In the present paper we demonstrated the possibility for controllable manipulation of the spin and charge states in the correlated quantum dots coupled to the reservoirs. This possibility is based on the fundamental (symmetry) properties of localized two electron states quenched dynamics due to the switching “on” and “off” coupling to the reservoirs. We proposed experimental scheme which allows to prepare maximally entangled pure triplet state T0 and to drive the system to the another entangled singlet state S0 by applied bias and gate voltage changing.
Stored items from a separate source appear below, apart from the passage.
PR #4302, opened 2022-06-08
fix: remove notification permission prompt

### LINKED ISSUE #1252: Notification's permission request should have i18n
We ask for permissions before sending notifications, and the message is always in English. Should we implement i18n or remove that instead? 

https://github.com/tauri-apps/tauri/blob/4d56e5e6919f04e2889900957be02fef1dd8f59f/tauri/src/endpoints/notification.rs#L84

### LINKED ISSUE #4244: [bug] Duplicate permission prompt for notifications on MacOS
### Describe the bug

Using the `notification.sendNotification` API, on first use I'm observing on MacOS Monterey 12.3.1 I'm getting duplicate permission prompts.

First the "soft prompt" from Tauri and then the native one "AppX want's to send you notifications" in the upper right corner.

### Reproduction

1. Use the notification API as per the above instructions.
2. Bundle the app and move it to the applications directory (i.e. don't run in dev mode).
3. Make sure to clear any pre-existing `.tauri-settings` files
4. Approve notifications in the first (Tauri's) dialog
5. Observe the second, native, permission dialog

### Expected behavior

On MacOS, the native dialog and permission system should probably be used, since it allows a lot of fine-grained control and users are expecting it. I don't think one can/should bypass this from Tauri's end.

### Platform and versions

```shell
> tauri
> ./bin/cargo-tauri "info"


Environment
  › OS: Mac OS 12.3.1 X64
  › Node.js: 17.3.0
  › npm: 8.3.0
  › pnpm: Not installed!
  › yarn: 1.22.10
  › rustup: 1.24.3
  › rustc: 1.59.0
  › cargo: 1.59.0

Packages
  › @tauri-apps/cli [NPM]: 1.0.0-rc.7(outdated, latest: 1.0.0-rc.13)
  › @tauri-apps/api [NPM]: 1.0.0-rc.6
  › tauri [RUST]: git+https://github.com/betamos/tauri?branch=betamos-head#99f5919ff2008e82d273b99200b60fbc9ff6d6d3 (1.0.0-rc.8),
  › tauri-build [RUST]: git+https://github.com/betamos/tauri?branch=betamos-head#99f5919ff2008e82d273b99200b60fbc9ff6d6d3 (1.0.0-rc.7),
  › tao [RUST]: 0.8.4,
  › wry [RUST]: 0.16.0,

App
  › build-type: bundle
  › CSP: default-src blob: data: filesystem: ws: wss: http: https: tauri: 'unsafe-eval' 'unsafe-inline' 'self' img-src: 'self'
  › distDir: ../ui/public
  › devPath: ../ui/public

App directory structure
  ├─ ui
  ├─ app
  ├─ bin
  ├─ node_modules
  ├─ agent
  ├─ scripts
  ├─ .git
  └─ .vscode
```

### Stack trace

_No response_

### Additional context

See also https://github.com/tauri-apps/tauri/issues/2317

betamos:
NOTE: This is a draft, so it doesn't yet have a change file and updated docs.

Highlighted a point below which could be important for 1.0 API compatibility.

Unresolved:

- Approval of this whole approach :)
- Whether this is ok w.r.t Apple guidelines. (See older MacOS versions below)
- Whether to remove or deprecate the `requestPermission` and `isPermissionGranted` APIs.

Platform specifics:

- Windows and Linux: permission prompts are not required nor common.
- MacOS 10.15+: A first-use prompt is provided by the OS.
- MacOS older versions: Notifications can be turned off in system settings.

Details:

- removed the permission dialog entirely
- removed the settings module, which only stored the notification preference:
- **the settings module used bincode, which makes no compatibility guarantees
  across rust versions, struct changes etc**
- removed the bincode dep
- the public API is unchanged, but permission related endpoints return
  static responses instead.

closes #4244
closes #1252

- [x] Bugfix
- [ ] Feature
- [ ] Docs
- [ ] New Binding issue #___
- [ ] Code style update
- [ ] Refactor
- [ ] Build-related changes
- [ ] Other, please describe:

- [x] No

### Checklist


lorenzolewis:
Don't remove or deprecate the `requestPermission()` and `isPermissionGranted()`, those are important for a developer to know the appropriate action to take. I think what is returned from those needs to be adapted (same with `sendNotification()`), but that's for another discussion.

betamos:
Deprecation is probably not even a thing pre-1.0, I don't know why I even said that :)

Removing OTOH may, counter-intuitively, be a really good idea. It would leave a blank slate for precisely those API changes you're proposing. They would be easy to add later, but hard to change if they're cemented in 1.0. I doubt we have time to get those changes in pre-1.0. Heck, I'm even doubting we can get this PR in, even if people agree would agree with this approach.

In either case, leaving this PR as-is for now to solicit more feedback.

lorenzolewis:
To sum up what you currently have in this PR if I'm understanding correctly:
1. Remove `tauri::settings`, this was only used as part of notifications to date and the implementation wasn't solid
2. Remove logic that reads/writes from `tauri::settings` for notifications
3. Remove dialog/request to grant notification permission
4. Remove `is_permission_granted()`

For point 4, this is the only one we shouldn't remove. Right now it directly reads from `settings`, but I would temporarily just hard code this to return `True` until we can implement a proper OS-level check.

Keeping in mind that `tauri::settings` has only been used in this area so far, @lucasfernog what do you think of the code change contents? Do you think this is something we could merge prior to 1.0 mainly to resolve point 3 above?

lucasfernog:
I agree with you @lorenzolewis

lorenzolewis:
@betamos Do you think that gives you enough info to modify this and get it to a reviewable state with those changes? Only code change is NOT removing `is_permission_granted()` (and then anything else required for a review and merge)

betamos:
Thanks for the feedback. Point 4 refers to an internal method that is no longer needed. The public method remains, there are no API changes in this PR.

Feel free to triple check me on this. There's a little bit of magic in the `#[command_enum]` macro.

Undrafting then :)

core/tauri/src/endpoints/notification.rs
```diff
@@ -68,80 +60,23 @@ impl Cmd {
...
   fn request_notification_permission<R: Runtime>(
     _context: InvokeContext<R>,
   ) -> super::Result<&'static str> {
-    Ok(PERMISSION_DENIED)
-  }
-
-  #[cfg(notification_all)]
-  fn is_notification_permission_granted<R: Runtime>(
-    context: InvokeContext<R>,
-  ) -> super::Result<Option<bool>> {
```
lorenzolewis, line 92: This may not be the appropriate time to address it, but is there a reason this isn't just `Result<bool>`?

lucasfernog: changed it

lucasfernog: it previously returned `None` when the permission was never asked, so like an unknown state

lorenzolewis: Maybe I'm just looking at the wrong place in this file. But if it's changed in rust then would be good to change over in TS as well

lucasfernog (approved):

lucasfernog:
Btw @betamos with that many amazing contributions you should look into setting up [commit signing](https://docs.github.com/en/authentication/managing-commit-signature-verification/signing-commits) :)

betamos:
> you should look into setting up [commit signing](https://docs.github.com/en/authentication/managing-commit-signature-verification/signing-commits) :)

- "I have it setup already, what are you talking about?"
- Wait, no, why?
- Ok, I only set it up on my laptop, and I made these commits on my desktop.

Thanks for the reminder. Done now :)

And thanks for attending to this PR. Glad to have this in before 1.0.

PR #4305, opened 2022-06-09
feat(bundler): cache bundling tools in a common dir for all projects

amrbashir:

- [ ] Bugfix
- [X] Feature
- [ ] Docs
- [ ] New Binding issue #___
- [ ] Code style update
- [ ] Refactor
- [ ] Build-related changes
- [ ] Other, please describe:

- [X] No

### Checklist


amrbashir:
On Linux, I only changed the download path of `linux-deploy` and `AppRun`, I don't even know if the script was already caching them or downloads this files each `tauri build`

FabianLars:
Does the removal of -nc mean that it will always overwrite existing files? Not familiar with wget, sry.

I'm asking because this was the main concern I had with this PR because the appimage tooling is unversioned and it would be kinda bad if users would end up not receiving bug fixes etc because of this.

lucasfernog:
Ahh I forgot we're shipping updates like that, I'll remove the `-nc` flag so it always downloads it.

FabianLars:
Ah lol you _added_ the flag, gosh I can't read diffs in the GitHub mobile app 😂

amrbashir:
maybe the `-N` flag is better to only download if newer ?

lucasfernog:
Ahh `-N` makes sense `-N,  --timestamping              don't re-retrieve files unless newer than local`

PR #4457, opened 2022-06-24
Fix appimage creation in container when host has appimagelauncher enabled

dswd:
I ran into a problem that building the very same project in the very same container worked on one machine but not on the other (same host OS, roughly same version). The error was `./linuxdeploy-x86_64.AppImage: No such file or directory`. As I looked into the problem I found this:

If Appimagelauncher is enabled on the host, it modifies binfmt to inject itself as a launcher for appimages. This also applies to appimages in containers although the appimagelauncher binary is most likely not available there. So the "No such file" does not mean the appimage itself but the launcher it tries to execute.

The easiest way to fix this is to modify the appimage ELF header so that binfmt no longer identifies it as an appimage and lets the binary run itself. This is my PR.

- [x] Bugfix
- [ ] Feature
- [ ] Docs
- [ ] New Binding issue #___
- [ ] Code style update
- [ ] Refactor
- [ ] Build-related changes
- [ ] Other, please describe:

- [x] No

### Checklist

### DIFF
--- a/.changes/appimage-fix.md
+++ b/.changes/appimage-fix.md
@@ -1,0 +1,5 @@
+---
+"tauri-bundler": patch
+---
+
+Fix AppImage bundling when appimagelauncher is enabled.
--- a/tooling/bundler/src/bundle/linux/templates/appimage
+++ b/tooling/bundler/src/bundle/linux/templates/appimage
@@ -68,6 +68,8 @@ wget -q -4 -N -O linuxdeploy-${ARCH}.AppImage https://github.com/linuxdeploy/lin
 chmod +x linuxdeploy-plugin-gtk.sh
 chmod +x linuxdeploy-${ARCH}.AppImage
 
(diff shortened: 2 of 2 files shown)


lucasfernog:
I tried running appimagelauncherd and the logs shows `ERROR: not an AppImage, skipping` on the dev branch. In your branch, the launcher exits with `Segmentation fault (core dumped)`. Can you double check @FabianLars ?

FabianLars:
@lucasfernog For me it behaves as described by the OP. Without the change appimagelauncher thinks it's an appimage, and with their branch it doesn't, without any side-effects for me (= the build succeeds).
That said i only tested it on my host machine (fedora36) without any container stuff. The latter needs to wait until tomorrow, but as i see no change for "normal" users i'd tend to give my okay for this change :thinking:

lucasfernog (approved):

lucasfernog:
A weird side effect is that I had to reboot after uninstalling appimagelauncher, it was giving me the same `./linuxdeploy-x86_64.AppImage: No such file or directory` error somehow. Just posting here in case someone sees it.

One could also follow the degree of entanglement changing during the system time evolution by analyzing the behavior of two-electron correlation functions. Moreover, the symmetry properties of the DQD - electron reservoirs system allow to distinguish the initially prepared two-electron state by analyzing non stationary spin polarized currents in the both reservoirs and control under residual charge.